__Exercise description__
Below are entries. Reproduce exactly the lines between the line holding "scrollTop = containerCtrl.viewport[0].scrollTop;" and the line holding "can tell us.", inclusive, and only those.

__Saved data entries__
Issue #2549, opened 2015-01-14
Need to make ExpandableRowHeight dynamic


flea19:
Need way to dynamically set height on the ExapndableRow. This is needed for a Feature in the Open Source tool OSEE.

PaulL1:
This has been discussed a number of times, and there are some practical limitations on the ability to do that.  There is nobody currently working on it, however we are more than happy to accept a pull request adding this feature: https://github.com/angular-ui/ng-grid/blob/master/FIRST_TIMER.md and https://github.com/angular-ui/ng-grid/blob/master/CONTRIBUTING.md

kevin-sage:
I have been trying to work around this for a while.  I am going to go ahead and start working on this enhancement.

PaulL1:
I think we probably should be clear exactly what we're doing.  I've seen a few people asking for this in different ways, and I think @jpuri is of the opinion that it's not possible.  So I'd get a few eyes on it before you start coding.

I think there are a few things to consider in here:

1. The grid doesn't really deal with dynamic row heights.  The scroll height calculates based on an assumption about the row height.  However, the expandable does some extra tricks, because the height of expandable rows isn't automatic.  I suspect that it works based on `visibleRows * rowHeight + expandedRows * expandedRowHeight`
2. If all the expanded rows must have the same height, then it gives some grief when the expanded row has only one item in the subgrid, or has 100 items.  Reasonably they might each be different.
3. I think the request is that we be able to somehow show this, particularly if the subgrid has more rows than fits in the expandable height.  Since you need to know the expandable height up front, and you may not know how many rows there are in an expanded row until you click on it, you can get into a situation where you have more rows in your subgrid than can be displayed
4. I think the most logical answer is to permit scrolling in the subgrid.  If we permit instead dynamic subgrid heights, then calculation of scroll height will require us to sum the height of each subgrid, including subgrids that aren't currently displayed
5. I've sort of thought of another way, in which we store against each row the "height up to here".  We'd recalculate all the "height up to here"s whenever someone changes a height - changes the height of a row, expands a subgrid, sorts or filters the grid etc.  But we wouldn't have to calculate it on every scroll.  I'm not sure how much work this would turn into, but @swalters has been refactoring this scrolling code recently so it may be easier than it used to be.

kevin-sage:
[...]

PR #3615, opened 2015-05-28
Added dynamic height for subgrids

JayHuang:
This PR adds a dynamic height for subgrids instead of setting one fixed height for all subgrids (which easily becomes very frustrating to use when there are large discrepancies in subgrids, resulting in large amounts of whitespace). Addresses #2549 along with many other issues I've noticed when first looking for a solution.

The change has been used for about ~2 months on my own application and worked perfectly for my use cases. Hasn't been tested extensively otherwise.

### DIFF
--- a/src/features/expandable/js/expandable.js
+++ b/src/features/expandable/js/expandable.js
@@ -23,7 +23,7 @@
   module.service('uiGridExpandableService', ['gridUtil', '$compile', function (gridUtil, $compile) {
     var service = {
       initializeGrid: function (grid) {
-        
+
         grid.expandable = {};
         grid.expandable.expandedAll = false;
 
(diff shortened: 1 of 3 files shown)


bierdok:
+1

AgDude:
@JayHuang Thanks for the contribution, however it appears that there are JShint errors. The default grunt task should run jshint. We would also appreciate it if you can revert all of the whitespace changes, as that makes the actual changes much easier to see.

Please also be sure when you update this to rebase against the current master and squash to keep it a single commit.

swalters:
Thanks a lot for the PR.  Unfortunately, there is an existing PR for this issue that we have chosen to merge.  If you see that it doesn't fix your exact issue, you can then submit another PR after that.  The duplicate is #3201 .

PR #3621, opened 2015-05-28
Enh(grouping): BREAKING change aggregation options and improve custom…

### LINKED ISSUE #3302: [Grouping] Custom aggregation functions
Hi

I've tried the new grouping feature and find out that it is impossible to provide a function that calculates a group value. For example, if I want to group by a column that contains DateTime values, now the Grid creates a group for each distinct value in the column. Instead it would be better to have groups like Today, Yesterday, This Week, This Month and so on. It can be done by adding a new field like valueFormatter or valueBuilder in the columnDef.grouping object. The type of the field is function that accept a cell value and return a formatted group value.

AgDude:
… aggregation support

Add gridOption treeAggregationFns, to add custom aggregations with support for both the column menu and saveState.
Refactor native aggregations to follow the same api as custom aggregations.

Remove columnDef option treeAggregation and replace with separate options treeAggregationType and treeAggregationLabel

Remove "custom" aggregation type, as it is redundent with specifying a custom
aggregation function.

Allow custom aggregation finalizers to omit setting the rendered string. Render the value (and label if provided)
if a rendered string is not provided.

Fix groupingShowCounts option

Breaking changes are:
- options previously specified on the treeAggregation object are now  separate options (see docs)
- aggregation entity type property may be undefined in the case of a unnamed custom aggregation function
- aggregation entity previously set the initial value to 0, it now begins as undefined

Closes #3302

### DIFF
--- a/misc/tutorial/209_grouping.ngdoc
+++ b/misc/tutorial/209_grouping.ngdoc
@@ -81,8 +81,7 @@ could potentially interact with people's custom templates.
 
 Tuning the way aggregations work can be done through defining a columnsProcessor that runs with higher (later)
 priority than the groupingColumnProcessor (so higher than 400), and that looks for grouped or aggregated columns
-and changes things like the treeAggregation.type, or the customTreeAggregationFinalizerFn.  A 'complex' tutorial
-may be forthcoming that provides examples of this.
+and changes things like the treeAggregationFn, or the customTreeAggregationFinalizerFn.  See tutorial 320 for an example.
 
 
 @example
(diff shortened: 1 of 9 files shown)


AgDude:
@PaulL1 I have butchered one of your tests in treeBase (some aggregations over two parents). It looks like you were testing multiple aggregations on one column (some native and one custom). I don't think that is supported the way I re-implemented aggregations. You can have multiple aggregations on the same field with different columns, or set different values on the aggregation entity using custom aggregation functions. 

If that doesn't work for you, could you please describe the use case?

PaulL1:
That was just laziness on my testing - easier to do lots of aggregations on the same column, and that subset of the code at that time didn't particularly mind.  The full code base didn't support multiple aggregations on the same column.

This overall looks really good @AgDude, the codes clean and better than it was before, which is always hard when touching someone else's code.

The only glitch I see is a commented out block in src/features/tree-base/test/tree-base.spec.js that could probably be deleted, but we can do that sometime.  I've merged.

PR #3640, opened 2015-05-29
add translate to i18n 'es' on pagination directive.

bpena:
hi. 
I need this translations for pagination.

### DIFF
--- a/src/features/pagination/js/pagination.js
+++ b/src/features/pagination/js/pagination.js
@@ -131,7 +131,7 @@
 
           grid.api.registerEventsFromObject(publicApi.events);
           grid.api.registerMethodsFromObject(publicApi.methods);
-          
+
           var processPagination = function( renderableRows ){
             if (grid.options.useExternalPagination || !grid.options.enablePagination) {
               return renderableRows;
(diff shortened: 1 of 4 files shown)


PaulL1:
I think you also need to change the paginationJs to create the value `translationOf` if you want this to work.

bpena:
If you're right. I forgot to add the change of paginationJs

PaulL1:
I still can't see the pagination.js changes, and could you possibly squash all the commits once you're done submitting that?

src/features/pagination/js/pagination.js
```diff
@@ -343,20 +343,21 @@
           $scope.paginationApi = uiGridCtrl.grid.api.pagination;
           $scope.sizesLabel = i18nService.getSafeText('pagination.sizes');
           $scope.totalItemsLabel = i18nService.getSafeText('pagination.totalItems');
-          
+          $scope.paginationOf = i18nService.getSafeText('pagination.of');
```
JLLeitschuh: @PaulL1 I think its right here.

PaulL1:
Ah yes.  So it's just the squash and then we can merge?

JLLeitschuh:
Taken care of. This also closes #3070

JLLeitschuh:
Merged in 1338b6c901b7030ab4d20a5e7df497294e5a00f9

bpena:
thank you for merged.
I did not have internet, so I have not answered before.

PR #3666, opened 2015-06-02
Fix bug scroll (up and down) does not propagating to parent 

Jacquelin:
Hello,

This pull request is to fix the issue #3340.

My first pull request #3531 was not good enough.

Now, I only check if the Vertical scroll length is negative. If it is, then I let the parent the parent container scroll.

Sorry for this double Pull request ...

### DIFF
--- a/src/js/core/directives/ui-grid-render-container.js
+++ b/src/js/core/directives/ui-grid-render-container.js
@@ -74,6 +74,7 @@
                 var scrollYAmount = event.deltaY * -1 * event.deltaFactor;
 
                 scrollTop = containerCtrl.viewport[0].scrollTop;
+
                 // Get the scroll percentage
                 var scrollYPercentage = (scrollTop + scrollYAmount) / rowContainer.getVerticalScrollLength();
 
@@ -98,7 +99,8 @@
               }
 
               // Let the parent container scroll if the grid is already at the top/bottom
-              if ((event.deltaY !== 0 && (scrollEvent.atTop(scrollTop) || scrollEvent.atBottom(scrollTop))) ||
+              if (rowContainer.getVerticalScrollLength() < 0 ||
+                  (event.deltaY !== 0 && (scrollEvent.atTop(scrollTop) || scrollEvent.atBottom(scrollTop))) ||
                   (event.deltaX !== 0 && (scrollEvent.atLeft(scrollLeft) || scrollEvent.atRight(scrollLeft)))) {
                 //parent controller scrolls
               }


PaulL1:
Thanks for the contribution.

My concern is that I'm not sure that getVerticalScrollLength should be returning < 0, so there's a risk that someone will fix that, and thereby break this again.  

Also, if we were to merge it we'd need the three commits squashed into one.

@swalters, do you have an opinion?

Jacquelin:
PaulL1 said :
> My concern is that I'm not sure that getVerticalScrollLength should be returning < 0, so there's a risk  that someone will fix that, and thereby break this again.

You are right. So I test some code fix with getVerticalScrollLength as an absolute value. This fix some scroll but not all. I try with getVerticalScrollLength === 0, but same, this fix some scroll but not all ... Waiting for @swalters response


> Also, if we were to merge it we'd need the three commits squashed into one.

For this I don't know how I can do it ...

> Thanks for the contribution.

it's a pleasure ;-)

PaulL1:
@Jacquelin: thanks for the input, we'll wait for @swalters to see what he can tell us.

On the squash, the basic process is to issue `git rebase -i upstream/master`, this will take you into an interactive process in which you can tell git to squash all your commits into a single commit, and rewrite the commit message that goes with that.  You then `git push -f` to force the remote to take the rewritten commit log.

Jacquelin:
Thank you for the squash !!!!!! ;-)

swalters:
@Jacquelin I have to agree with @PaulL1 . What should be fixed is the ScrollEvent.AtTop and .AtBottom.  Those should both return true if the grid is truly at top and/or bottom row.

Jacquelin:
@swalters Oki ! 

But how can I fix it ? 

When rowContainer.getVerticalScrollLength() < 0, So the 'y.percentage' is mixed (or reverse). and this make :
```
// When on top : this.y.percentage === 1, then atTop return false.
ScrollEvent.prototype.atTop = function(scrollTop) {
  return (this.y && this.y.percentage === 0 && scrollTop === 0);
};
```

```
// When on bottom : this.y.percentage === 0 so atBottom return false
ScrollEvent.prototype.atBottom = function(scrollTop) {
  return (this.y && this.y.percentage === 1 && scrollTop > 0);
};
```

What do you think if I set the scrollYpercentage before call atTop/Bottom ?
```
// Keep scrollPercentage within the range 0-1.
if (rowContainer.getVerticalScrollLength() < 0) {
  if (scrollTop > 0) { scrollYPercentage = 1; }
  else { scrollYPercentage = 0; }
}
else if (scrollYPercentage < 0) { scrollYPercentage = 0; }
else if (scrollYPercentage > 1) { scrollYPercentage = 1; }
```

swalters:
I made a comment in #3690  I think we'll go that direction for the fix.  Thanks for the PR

__Result of this task__
                 scrollTop = containerCtrl.viewport[0].scrollTop;
+
                 // Get the scroll percentage
                 var scrollYPercentage = (scrollTop + scrollYAmount) / rowContainer.getVerticalScrollLength();
 
@@ -98,7 +99,8 @@
               }
 
               // Let the parent container scroll if the grid is already at the top/bottom
-              if ((event.deltaY !== 0 && (scrollEvent.atTop(scrollTop) || scrollEvent.atBottom(scrollTop))) ||
+              if (rowContainer.getVerticalScrollLength() < 0 ||
+                  (event.deltaY !== 0 && (scrollEvent.atTop(scrollTop) || scrollEvent.atBottom(scrollTop))) ||
                   (event.deltaX !== 0 && (scrollEvent.atLeft(scrollLeft) || scrollEvent.atRight(scrollLeft)))) {
                 //parent controller scrolls
               }


PaulL1:
Thanks for the contribution.

My concern is that I'm not sure that getVerticalScrollLength should be returning < 0, so there's a risk that someone will fix that, and thereby break this again.  

Also, if we were to merge it we'd need the three commits squashed into one.

@swalters, do you have an opinion?

Jacquelin:
PaulL1 said :
> My concern is that I'm not sure that getVerticalScrollLength should be returning < 0, so there's a risk  that someone will fix that, and thereby break this again.

You are right. So I test some code fix with getVerticalScrollLength as an absolute value. This fix some scroll but not all. I try with getVerticalScrollLength === 0, but same, this fix some scroll but not all ... Waiting for @swalters response


> Also, if we were to merge it we'd need the three commits squashed into one.

For this I don't know how I can do it ...

> Thanks for the contribution.

it's a pleasure ;-)

PaulL1:
@Jacquelin: thanks for the input, we'll wait for @swalters to see what he can tell us.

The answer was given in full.